So I’ve decided to hold a little contest to generate my 100th subscriber.

Here’s the rules:

1. You MUST be a WordPress user. It’s just easier to interact with WordPress users.

2. You must be the 100th subscriber.  Yeah, I know that seems pretty obvious! But if I don’t get a chance to announce who the winner is right away and you subscribe thinking you won and someone beat you to it… well… you get the picture.

3. You can’t be a current subscriber… yeah, I know… duh!

Okay, so those are the only rules.

What do you win?

Well, as soon as I can, after seeing that wonderful e-mail come in that tells me the 100th subscriber subscribed, I will edit this post and tell everyone who that blogger is and put a big ‘ol link back to their blog

Then, if you want to, you will win the opportunity to write one guest post on my blog (yes, at my discretion).  That will, of course, put you in front of 99 other bloggers.  Not that 99 are really reading, so maybe 75 other bloggers… or perhaps 50 other bloggers… or perhaps only 25… actually I don’t really know how many of those subscriptions are actively reading.  But in any case, I’ll let you write a guest post.

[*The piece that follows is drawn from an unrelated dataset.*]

PR #1156, opened 2018-04-16
Add patch trace in the Errors

### LINKED ISSUE #1032: Add xod patch traces for all errors occurred in flatten function
### Rationale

That’s all you get… sorry there is no money involved… no little graphic awards. You know how I feel about awards, right?  So let’s get this party started. Good luck.





Sarah at Keeping the End in Mind is the 100th subscriber! A quick glance at Sarah’s blog and she appears to be very new to the blogging scene, so please take a peek and give her a warm welcome to our little neighborhood of the WordPress community.  Her theme seems to be about “self-coaching” which is something I think we could all probably do better.  I can’t quite figure out where she is from but some of the word spellings lead me to believe she is not in the U.S.  We’ll see!

Now Sarah, first I will encourage you to update your “ABOUT” page as that is one of the first places readers go when they decide to stalk your blog.  Then, if you’d like to write a fabulous guest post I will post it on my blog here for all these other fine folks to read.  So, introduce yourself, write about whatever you want people to read or know about you, whatever… just keep it… you know… mostly clean.  This is a family oriented blog you know! Yeah and don’t ask all those commenters about that… they don’t know what they’re talking about.

You can reach me by commenting here, or at

Thanks for visiting Brown Road… and for being my 100th subscriber!  Myself and 99 other readers look forward to what you have to say!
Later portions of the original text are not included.